An email automation trigger is the first setting in your flow that determines when customers enter the workflow. For example, when they place an order. That trigger is suitable for multiple flows, such as confirmations and thank-yous.
What are the most effective email automation triggers?
Behavior-based triggers are most effective. Omnisend’s 2026 Ecommerce Marketing Report found abandoned cart and welcome emails (triggered by Started Checkout and Subscribed to Marketing) accounted for 76% of all automation-generated orders. In terms of outright performance, back-in-stock alerts (triggered by Product Back in Stock) delivered the highest revenue per email at $8.46 and the highest conversion rate at 6.46%.
What are commonly overlooked triggers in email automation?
Birthday and anniversary triggers tend to get overlooked.
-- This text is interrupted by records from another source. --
PR #494, opened 2023-07-10
arch-update: fix exit code 1 bug when using yay

AGuyWhoLikesTetris:
yay also exits with exit code 1 when no aur packages need to be updated. the code should ignore this case and move on.

### DIFF
--- a/arch-update/arch-update
+++ b/arch-update/arch-update
@@ -107,7 +107,14 @@ def get_aur_yaourt_updates():
     return aur_updates
 
 def get_aur_yay_updates():
-    output = check_output(['yay', '-Qua']).decode('utf-8')
+    output = ''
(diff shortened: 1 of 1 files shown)


erizo-dev:
Hi I have the same issue
I think I have fixed it on my system by copy-pasting the yaourt logic
By the way I think the flag should be added to the readme as I think yay is nowdays more popular than yaourt.

```python
def get_aur_yay_updates():
    try:
        output = check_output(['yay', '-Qua']).decode('utf-8')
    except subprocess.CalledProcessError as exc:
        if not (exc.returncode == 1 and not exc.output):
            raise exc
        return []
    if not output:
        return []
```
[edit] yes actually the same change suggested by the PR.
Thanks

PR #496, opened 2023-08-06
mediaplayer: use playerctl's formatting support

hseg:
In addition, this avoids crashing in cases where there is no valid artist name


hseg:
Redundant with #500 and #502

PR #449, opened 2022-02-18
brightness: re-init file descriptors set. Fix high CPU consumption

Lezh1k:
There is an issue on newest kernels with this droplet. CPU consumption - 100% . 
The reason is that select function returns result immediately. This happens because set of file descriptors is changed after first call. 
Fixed by re-initialization of descriptors set. 
Tested on Linux lezh1k-laptop 5.15.24-1-lts and on newest linux kernel.

PR #512, opened 2023-12-29
brightness: Stop busy waiting on Linux

ivanasen:
This was happening on Linux after the first call to `select` in the while loop.
The `time_to_wait` was reset to have `tv_sec == 0` by the `select()` call and this
would effectively make us busy wait which would cause high CPU usage.

This is how `select()` works on Linux as per the [man page](https://man7.org/linux/man-pages/man2/select.2.html#:~:text=On%20Linux%2C%20select()%20modifies%20timeout%20to%20reflect%20the%20amount%20of%20time)


ivanasen:
There already was a fix in: https://github.com/vivien/i3blocks-contrib/pull/449

PR #513, opened 2024-01-11
Add another possible value

ghost:


ghost:
okay, i see there's a bunch of identical fixes already

PR #549, opened 2026-04-05
volume-pipewire: add flat-list sink+port cycling on click

brkay54:
## Summary

- Replace sink-only cycling with a flat-list approach that enumerates all `(sink, port)` pairs across every available sink
- Left/right click now cycles through every distinct output (e.g. Bluetooth → Speaker → Headphones) instead of being stuck when multiple ports exist on a single sink
- Active port label is appended to the display name when a sink has more than one port (e.g. `ALC257 Analog/Headphones`)

## Problem

When a system has a single sink with multiple ports (e.g. built-in audio with Speaker and Headphones), the previous `set_default_playback_device_next` function found only one sink and did nothing on click.

## Solution

Added two functions:
- `get_all_outputs` — enumerates all `sink|port` pairs via `pactl list sinks`
- `set_next_audio_output` — finds the current `(sink, port)` in the flat list, advances by ±1, then calls `pactl set-default-sink` and/or `pactl set-sink-port` as needed

## Test plan

- [x] Left-click cycles forward through all outputs
- [x] Right-click cycles backward
- [x] Audio streams follow to the new output
- [x] Block label updates to reflect active port when sink has multiple ports
- [x] Works with Bluetooth sink connected alongside internal audio

### DIFF
--- a/volume-pipewire/volume-pipewire
+++ b/volume-pipewire/volume-pipewire
@@ -106,10 +106,60 @@ function set_default_playback_device_next {
     move_sinks_to_new_default $default_sink
 }
 
+function get_all_outputs {
+    pactl list sinks | awk '
+        /^\s*Name:/ {
+            if (sink != "" && num_ports == 0) print sink "|"
+            sink = $2; num_ports = 0; in_ports = 0
+        }
+        /^\s*Ports:/       { in_ports = 1 }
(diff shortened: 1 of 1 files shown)


brkay54:
@vivien need just a quick look, i have tested on my device it works.

PR #124, opened 2020-05-27
Add myonlineportal as ip getter

SuperSandro2000:
As suggested here https://github.com/ddclient/ddclient/pull/41#issuecomment-219269685


ddclient
```diff
@@ -303,6 +304,7 @@ sub ip_strategies_usage {
 my %web_strategies = (
```
rhansen, line 304: As far as I can tell `%web_strategies` is not used anywhere. Maybe delete it?

SuperSandro2000: You are right. Ddclient is just the definition of legacy code :)

PR #133, opened 2020-05-27
Only write the PID file if daemonized

rhansen:
There's not much point in writing a PID file if the user does not want to fork. (The process executing ddclient already knows the PID, so it can save it to a file if desired.)

This change is a prerequisite to using [Proc::Daemon](https://metacpan.org/pod/Proc::Daemon) to fix the buggy daemonization logic.


rhansen:
Marked as work in progress because PR #134 should be merged first. I'll rebase this once PR #134 is merged.

PR #135, opened 2020-05-28
Fix usage()

rhansen:
See individual commits for details.

### DIFF
--- a/ddclient
+++ b/ddclient
@@ -807,11 +807,7 @@ $result = 'OK';
 
 test_geturl(opt('geturl')) if opt('geturl');
 
-## process help option
-if (opt('help')) {
-    *STDERR = *STDOUT;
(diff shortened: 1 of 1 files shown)


ddclient
```diff
@@ -1407,24 +1406,6 @@ sub init_config {
...
-    $exitcode = shift if @_ != 0;  # use first arg if given
-    my $msg = '';
-    if (@_) {
-        my $format = shift;
-        $msg .= sprintf $format, @_;
-        1 while chomp($msg);
-        $msg .= "\n";
-    }
-    printf STDERR "%s%s\n", $msg, $opt_usage;
-    sendmail();
```
SuperSandro2000, line 1424: Just a note: fatal also does sendmail so we do not lose functionality.

PR #136, opened 2020-05-28
Init script cleanups

rhansen:
This is preparation for some daemonization fixes.

### DIFF
--- a/sample-etc_rc.d_init.d_ddclient
+++ b/sample-etc_rc.d_init.d_ddclient
@@ -33,59 +33,56 @@ export PATH
 
 # See how we were called.
 case "$1" in
-  start)
-	# Start daemon.
-    DELAY=`grep -v '^\s*#' $CONF | grep -i -m 1 "daemon" | awk -F '=' '{print $2}'`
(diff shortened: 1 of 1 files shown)


SuperSandro2000:
Tested and works now as expected. Thank you again!

Btw What do you think about organizing all those sample files into some folder structure? I don't know if there is any standard for this that maybe is inline with debian policy or some common perl way to do this.

rhansen:
Thanks for merging!

> What do you think about organizing all those sample files into some folder structure?

I think they're fine where they are, but I wouldn't object to moving them to a `samples/` directory or something like that.

> I don't know if there is any standard for this that maybe is inline with debian policy or some common perl way to do this.

I don't know about Perl conventions. For Debian it doesn't matter where they are; they're just [listed in an `examples` control file](https://salsa.debian.org/debian/ddclient/-/blob/master/debian/examples), which causes them to be installed in `/usr/share/doc/ddclient/examples`.

SuperSandro2000:
Thanks for the information! I think we just keep them where they are and move them if we add more than one or two new.

PR #138, opened 2020-05-29
Replace dydns.za.net with dyndns.za.net

rhansen:
dydns.za.net doesn't appear to exist.

### DIFF
--- a/ddclient
+++ b/ddclient
@@ -2952,11 +2952,11 @@ o 'concont'
 
 The 'concont' protocol is the protocol used by the content management
 system ConCont's dydns module. This is currently used by the free
-dynamic DNS service offered by Tyrmida at www.dydns.za.net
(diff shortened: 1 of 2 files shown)


ddclient
```diff
@@ -2951,11 +2951,11 @@ o 'concont'
 
 The 'concont' protocol is the protocol used by the content management
 system ConCont's dydns module. This is currently used by the free
```
SuperSandro2000, line 2953: Does this need to change, too?

rhansen: It's unclear. If you look at the URL you'll see `dydns` in there, too. That makes me think there used to be a software product called ConCont that did actually have something spelled `dydns`. I can't find anything about ConCont, however.

Perhaps it's time to delete the `concont` protocol?

SuperSandro2000: Maybe the comment needs an update. I am not sure what we should do here.

PR #140, opened 2020-05-30
Fix here doc interpolation

SuperSandro2000:
Right now the -help produces this:
```
./ddclient --help | grep conf
  -file path            : load configuration information from 'path' (default: /etc/ddclient/ddclient.conf).
    -use=smc-barricade-7004vbr  : obtain IP from SMC Barricade FW (7004VBR model config) at the -fw {address}.
    -use=smc-barricade-alt      : obtain IP from SMC Barricade FW (alternate config) at the -fw {address}.
  -if-skip pattern      : skip any IP addresses before 'pattern' in the output of ifconfig {if}.
The configuration file, ${program}.conf, can be used to define the
See the sample-${program}.conf file for further examples.
Example ${program}.conf file entries:
Example ${program}.conf file entries:
```

This PR fixes here doc interpolation that it again looks like:
```
 ./ddclient --help | grep conf
  -file path            : load configuration information from 'path' (default: /etc/ddclient/ddclient.conf).
    -use=smc-barricade-7004vbr  : obtain IP from SMC Barricade FW (7004VBR model config) at the -fw {address}.
    -use=smc-barricade-alt      : obtain IP from SMC Barricade FW (alternate config) at the -fw {address}.
  -if-skip pattern      : skip any IP addresses before 'pattern' in the output of ifconfig {if}.
The configuration file, ddclient.conf, can be used to define the
See the sample-ddclient.conf file for further examples.
Example ddclient.conf file entries:
Example ddclient.conf file entries:
Example ddclient.conf file entries:
```

I hope Emacs works well with this. If not we need to come up with another easy solution or all emacs user need to find a way to fix it.

### DIFF
--- a/ddclient
+++ b/ddclient
@@ -2351,7 +2351,7 @@ sub nic_examples {
             $separator = "\n";
         }
     }
-    my $intro = <<'EoEXAMPLE';
+    my $intro = <<"EoEXAMPLE";
 == CONFIGURING ${program}
 
 The configuration file, ${program}.conf, can be used to define the
@@ -2530,7 +2530,7 @@ sub header_ok {
 ## nic_dyndns1_examples
 ######################################################################
 sub nic_dyndns1_examples {
-    return <<'EoEXAMPLE';
+    return <<"EoEXAMPLE";
 o 'dyndns1'
 
 The 'dyndns1' protocol is a deprecated protocol used by the free dynamic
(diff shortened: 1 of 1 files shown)


SuperSandro2000:
Fixed those three also. Didn't amend the commit to make review easier.

PR #148, opened 2020-06-02
Fix `CONF` in sample init script for Ubuntu

rhansen:
Both Ubuntu and Debian patch ddclient so that `$etc` is `/etc`, not `/etc/ddclient`.


rhansen:
Actually this should probably be left alone in case someone decides to install ddclient manually, not via an official package.

SuperSandro2000:
I threw my scripts to get my IPs in this directory. Not sure where they Debian packages expects me to put it.

rhansen:
Good point. I guess not many people write scripts to get the IP address; they probably just use `web` or `if`. If I needed to write a script for my Ubuntu system I would probably put it in /usr/local/bin or something.

PR #150, opened 2020-06-03
Use a longer default interval if run as ddclientd

### LINKED ISSUE #149: Require daemonization with a non-zero interval
Command line arguments currently override settings in the config file, so there is no way to pass an argument to ddclient that means "daemonize with an interval of 10m unless the config file wants a different non-zero interval." This makes it difficult to write a robust init script (see the [tricky config file parsing in the example init script](https://github.com/ddclient/ddclient/blob/5cd21f7c7eafd2351940c7b0d01230160e4fa3ef/sample-etc_rc.d_init.d_ddclient#L37-L49)) or systemd service unit config.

Birthday needs a date field collected at signup, and anniversary runs off the purchase date you already have. Both are among the highest-value automations, with Omnisend’s 2026 report putting birthday automation AOV at $744, nearly 5× the average across other automations.
How many triggers should my email tool have?
Your store needs a signup trigger for welcome flows, a cart abandonment trigger, a post-purchase order-placed trigger, a back-in-stock trigger, and a date-based trigger for special occasions. That’s five. Omnisend has 20 pre-built triggers in its flow builder and lets you create custom event triggers via API.